Issues in Buy-Sell, Push-Pull, Russian Roulette or Texas Shootout Provisions



Part of the discussions or negotiations between owners of an entity at the inception of their relationship concern how the owners might resolve their future disagreements or terminate their relationship. One of those resolution or termination methods – though usually considered one of the most extreme methods – is the forced buy-sell provision.

The provision, which is known by many names, allows one owner or group of owners (the “initiating owner”) to force the other owner or group of owners (the “non-initiating owner”) to either (1) buy all of the initiating owner’s ownership interest in the entity or (2) sell all of the non-initiating owner’s ownership interest in the entity to the initiating owner.
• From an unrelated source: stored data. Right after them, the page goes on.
PR #187, opened 2018-05-11
add "--fm" option  to support FastModels in mbedhtrun

jamesbeyond:
# Description

In order to support FastModels in mbed testing framework, an extra option "--fm" been added to mbedhtrun.

This option will allow mbedhtrun hooks up with fm_agent module, and run tests over FastModels

The command line format of the --fm is following the RaaS_Client "--grm" convention

# Details
* "--fm" been added to htrun
* user could use __mbedhtrun -m \<fastmodel> --fm <config_name> -f <test_image>__
  * e.g.  __mbedhtrun -m FVP_MSP2_M3 --fm DEFAULT -f ticker.elf__
* conn_primitive_fastmodel class been added, allow communication between htrun and fm_agent

This PR is related with other PRs regarding to FastModel support in testing framework 
ARMmbed/greentea#270
ARMmbed/mbed-ls#345

CC. @theotherjimmy @studavekar @bridadan @bulislaw


mbed_host_tests/__init__.py
```diff
@@ -282,6 +282,10 @@ def init_host_test_cli_params():
                       dest='global_resource_mgr',
                       help='[Experimental] Global resource manager service module name, IP and port, example remote_client:10.2.123.43:3334')
 
+    parser.add_option('-s', '--srm',
+                      dest='simulator_resource_mgr',
+                      help='[Experimental] Simulator resource manager service module name, and a config file, example fastmodel_agent:DEFAULT')
```
bridadan: Since the srm implements the same connector primitive as the grm, could we not merge the two arguments? Does it mostly come down to the fact that the srm doesn't require the IP address and port? If so, we could probably relax that requirement of the grm.

jamesbeyond: @bridadan I initially thought about using the same --grm option. But after working on it for a while, I realized it is not very practical.

Here  are some of my concerns:
1. The required parameters are different: --grm need a server IP and port number to the remote server. --srm just require a config_file.
2.  The internal logic of connection is different: --grm will need query the server for an available target. if the target is used by others, it will wait for it been released. --srm not having this logic at all. 
3. the target behavior is different: --grm still use the real hardware via serial, and need to flash and reset the target. --srm will need to launch the model first before connecting to it and use model-specific load/run function, also serial in replaced via socket. 

So I can image, even we can get them merged into the same primitive connector, most of the code will use lost of if/else redirect them to a totally different route.
And not mention that will require both code change from htrun and RaaS-pyclient, which will be risky for broken CI test. (As I know lots of CI using --grm interface, and the command hard-coded in the Jenkins side)

bridadan: Thanks for raising those points, I'll go through them a bit:

1. I think we could probably relax this requirement on the `--grm` argument and leave it to the module to define their own arguments. This wouldn't be a breaking change for the existing modules in use and it could open the door for the fastmodel_agent.

2. While the internal logic is different, I don't think that is all that important from the perspective of the user. You can supply anything as a "global resource manager", including simulators.

3. I'd say probably the same thing I said in `#2`. What is actually happening isn't really important for the use to know. If they are supplying the module on the command line, then I think we can expect that they are familiar with what is happening on the other end 😄 

And for your last point:
> And not mention that will require both code change from htrun and RaaS-pyclient, which will be risky for broken CI test

I don't think it'll require any changes from the raas-pyclient, just changes on the htrun side. And we can write some test cases ahead of time to be sure we don't break it. The interface is relatively simple so I think should be quite doable.

I realize this is all extending the integration time for your component here, is this time sensitive?

jamesbeyond: I see your point.
So do you mean change both the connection types share the same --grm command line option, but use different primitive connectors? I think that's possible, and fairly easy change.

Currently, the function for parsing --grm option is in htrun : https://github.com/ARMmbed/htrun/blob/master/mbed_host_tests/host_tests_runner/host_test_default.py#L180-L188
If we want to 
> leave it to the module to define their own arguments.

we have to move such function into RaaS_clinet or fastmodel_agent module.
That why I said it will need code changes into RaaS_client.

Otherwise, we will need leave this in the htrun, which means determin the arguments depens on raas_client or fastmodel_agent

jamesbeyond: @bridadan for timing wise.
Actually I don't know how is the testing tools keep up with mbed-os release.
I would really like to get this merged before 5.9.

I didn't any tags on htrun.
which I guess it is going to be a bit more flexable compare to mbed-os, which will need to have the code freeze by the end of next week for 5.9?

bridadan: >we have to move such function into RaaS_clinet or fastmodel_agent module.
That why I said it will need code changes into RaaS_client.

Oh duh, you're right! Yeah so maybe that's a bit more out of scope than I thought. I'd like to hear from @theotherjimmy before we make any definite decisions on the path forward.

Yeah for releases, htrun will typically trail Mbed OS a little bit, so we can always release this at 5.9 or a little after.

theotherjimmy: The differing parameters are the thing that gets it for me. 2 methods of doing the same thing are bad if they take the same parameters, 2 implementation of an interface are good when they're constructed from differing params.

theotherjimmy: `--srm` is okay. Maybe we should consider a different switch name?

bridadan: I don't actually have a problem with the name. And I've thought a bit more about the current implementation and it really seems ok as is. I was kind of worried that we were duplicating stuff, but that's something we could always address in the future.

jamesbeyond: Hi guys @theotherjimmy @bridadan,
Is there any conclusion on this PR?

Do you think is the switch "-s, --srm" appropriate ?
current usage is *--srm <module_name>:<config_name>*
*e.g. --srm fm_agent:DEFAULT*
I started design it like this, becasue I thought other people could like write other simulator module for their own models.

Now I start to favor a new switch without module_name, module_name is hard coded inside htrun
*e.g. --fm <config_name>*

jamesbeyond: BTW. what's the error of circleci about?
It seems passed on my laptop.

bridadan: I'd be fine with moving to your proposed `--fm`. Makes it a little simpler!

For the circleci failure, I don't think that's relevant to your changes.

mbed_host_tests/host_tests_conn_proxy/conn_primitive_fastmodel.py
```diff
@@ -0,0 +1,156 @@
...
+            self.__fastmodel_load(self.image_path)
+            self.__fastmodel_run()
+
+
+    def __fastmodel_init(self):
+        """! Initialize models using fm_agent APIs """
+        self.logger.prn_inf("Initializing FastModel...")
+
+        try:
+            self.fm_agent_module = __import__("fm_agent")
```
bridadan: If we're going to know the name of the python module and we intend to release the python module on pip, can we go ahead and just add this as a dependency? The python module itself doesn't have any heavy dependencies correct?

Do you have an opinion here @theotherjimmy?

theotherjimmy: My opinion is exactly that.

jamesbeyond: I wouldn't suggest put the `fm_agent` module as a dependency to htrun for now, because:
1. `fm_agent` module do have another dependecy module, which is closed source. So I don't think it will be published in pip
2. `fm_agent`  module has some manual configuration steps need to be done by the users before it can be functional.
3. Not every user would be interested in using fast models. some people would like just use greentea/htrun with their own hardware, so they don't bother about these thing. htrun can used as it was.

bridadan: 1. Fair point, though if `fm_agent` is included by default at least now they only have to worry about one "optional" module.
2. That's good to know, we may want to revist this. If the info is simple enough, we may be able to use an environment variable OR we can make it part of the greentea/htrun CLI.
3. Again, I wouldn't worry too much about this. If it isn't a heavy dependency and it doesn't break the existing interface then I don't think this is a problem. It can just be there and not do any harm 😄

jamesbeyond: Hi guys, @bridadan @theotherjimmy 
I am back from a week vacation. So is there a conclusion on this matter yet?

I think the fundamental question is, do we really want htrun tightly bound with fm_agent module?  htrun will not run without it (even for people have no interest in using fast models ).

Or do we want to decouple them? So htrun will work as it was, on normal targets. evern fm_agent is not present.

bridadan: Hi @jamesbeyond, thanks for following up. @theotherjimmy and I were just discussing this offline.

What we determined was that since `fm_agent` is dependent on the commercial `fm` module (not installable through the pypi registry) that comes with the FastModel product, then I think what we'll want to do is conditionally expose the `--fm` option in both htrun and greentea based on if the `fm` module is installed/importable.

Perhaps this functionality can be added to `fm_agent` and greentea and htrun can just call into that module to see if everything is installed? Not sure of the specifics here, I'd be curious to hear your thoughts as well as @theotherjimmy's.

jamesbeyond: Hi @bridadan, thanks for getting back so quick.

I think the current changes do exactly what you said: 
the fm_agent module checks those required depends of fast-models to be installed.
htrun just call to use the modules.

BTW, This 2 PRs have been there for some time, I am really like to get them merged before 5.9 close up. Do you think there is enough time for it? or maybe we should speed it up a little bit?

Or Is this PR will still require other stakeholders to review or more CIs to pass? this is my first PR to the tools, I am not sure about the procedures yet.

theotherjimmy: @jamesbeyond Not quite. I would like the `--fm` switch to only be present when the fm_agent module is installed. As this PR stands, the `--fm` switch is always available.

jamesbeyond: Haa! I see the point.
That's not a big change. I will get that in ASAP.

Any comments on the timing to merge?

theotherjimmy: 10 min after that patch!

bridadan: @jamesbeyond I think I was saying something different than @theotherjimmy, sorry for the confusion! We synced offline and I wanted to post those conclusions here just so we're sure we're on the same page:

1. Let's leave `fastmodel_agent` as an optional install, just like you do now. Since it requires the extra configuration step and the `fm` module, we'll leave that up to the user to take care of before using htrun/greentea.
2. We would like the `--fm` switch to only be enabled when `fastmodel_agent` is installed/importable. So the `parser.add_option('', '--fm', ...` call will need to be conditional. This is to reduce users exposure to this unless they have `fastmodel_agent` installed and configured.

jamesbeyond:
Hi @bridadan @theotherjimmy 
Both Htrun and Greentea got updated.
The "--fm" option only shows only if it detects `fm_agent` module installed.
Also the README got updated as well.

mbed_host_tests/host_tests_conn_proxy/conn_primitive_fastmodel.py
jamesbeyond: Thanks to both of you for the clarification. didn't expect the merge is that quick ;-)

Not infrequently, the provision also contemplates that the initiating owner will name a price at which it will either sell or buy, and the non-initiating owner will decide whether to buy or sell at that price. As indicated below, however, that pricing mechanism is not an essential element of a forced buy-sell provision.

The buy-sell provision may be in a separate agreement, but it is typically part of a more comprehensive agreement governing the owners’ relationship, such as a shareholders’ agreement, a partnership agreement, or an LLC agreement. It most often is considered as much a deadlock-resolution provision as an exit provision and arises in the context of two owners or two groups or sets of owners.